PR #560, opened 2024-01-17
feat(pool): remove expired UOs from pool each block

### LINKED ISSUE #502: [pool] Time based evictions
**Describe the feature**
We should be evicting user operations from the pool that have squatted for over a configurable amount of time OR that are past their `valid_until` time that was captured during simulation.

dancoombs:
Closes #502 

## Proposed Changes
Evict UOs once the last mined block's timestamp has passed their valid_until field

## TODO
- [x] Integration test this, submit a UO with a short expiry and fees that are too low

### DIFF
--- a/crates/pool/src/mempool/pool.rs
+++ b/crates/pool/src/mempool/pool.rs
@@ -22,7 +22,7 @@ use ethers::{
     abi::Address,
     types::{H256, U256},
 };
-use rundler_types::{Entity, UserOperation, UserOperationId};
+use rundler_types::{Entity, Timestamp, UserOperation, UserOperationId};
 use rundler_utils::math;
 use tracing::info;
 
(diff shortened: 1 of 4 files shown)


crates/pool/src/mempool/pool.rs
```diff
@@ -145,6 +145,25 @@ impl PoolInner {
         self.best.clone().into_iter().map(|v| v.po)
     }
 
+    /// Removes all operations using the given entity, returning the hashes of the removed operations.
+    ///
+    /// NOTE: This method is O(n) where n is the number of operations in the pool.
```
0xfourzerofour, line 150: I wonder if there is a way we can do this using a sorted adjacency list type of data structure to remove the need for O(n). I know there are ways but we can implement that if we see a performance degradation but good to flag

0xfourzerofour (approved):

crates/pool/src/mempool/pool.rs
0xfourzerofour: overall looks sweet tho

dancoombs: Do you have a drop in data structure in mind? Need to maintain linear time removal from the list.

********

Output the whole listing exactly, leaving nothing out.

PR #560, opened 2024-01-17
feat(pool): remove expired UOs from pool each block

### LINKED ISSUE #502: [pool] Time based evictions
**Describe the feature**
We should be evicting user operations from the pool that have squatted for over a configurable amount of time OR that are past their `valid_until` time that was captured during simulation.

dancoombs:
Closes #502 

## Proposed Changes
Evict UOs once the last mined block's timestamp has passed their valid_until field

## TODO
- [x] Integration test this, submit a UO with a short expiry and fees that are too low

### DIFF
--- a/crates/pool/src/mempool/pool.rs
+++ b/crates/pool/src/mempool/pool.rs
@@ -22,7 +22,7 @@ use ethers::{
     abi::Address,
     types::{H256, U256},
 };
-use rundler_types::{Entity, UserOperation, UserOperationId};
+use rundler_types::{Entity, Timestamp, UserOperation, UserOperationId};
 use rundler_utils::math;
 use tracing::info;
 
(diff shortened: 1 of 4 files shown)


crates/pool/src/mempool/pool.rs
```diff
@@ -145,6 +145,25 @@ impl PoolInner {
         self.best.clone().into_iter().map(|v| v.po)
     }
 
+    /// Removes all operations using the given entity, returning the hashes of the removed operations.
+    ///
+    /// NOTE: This method is O(n) where n is the number of operations in the pool.
```
0xfourzerofour, line 150: I wonder if there is a way we can do this using a sorted adjacency list type of data structure to remove the need for O(n). I know there are ways but we can implement that if we see a performance degradation but good to flag

0xfourzerofour (approved):

crates/pool/src/mempool/pool.rs
0xfourzerofour: overall looks sweet tho

dancoombs: Do you have a drop in data structure in mind? Need to maintain linear time removal from the list.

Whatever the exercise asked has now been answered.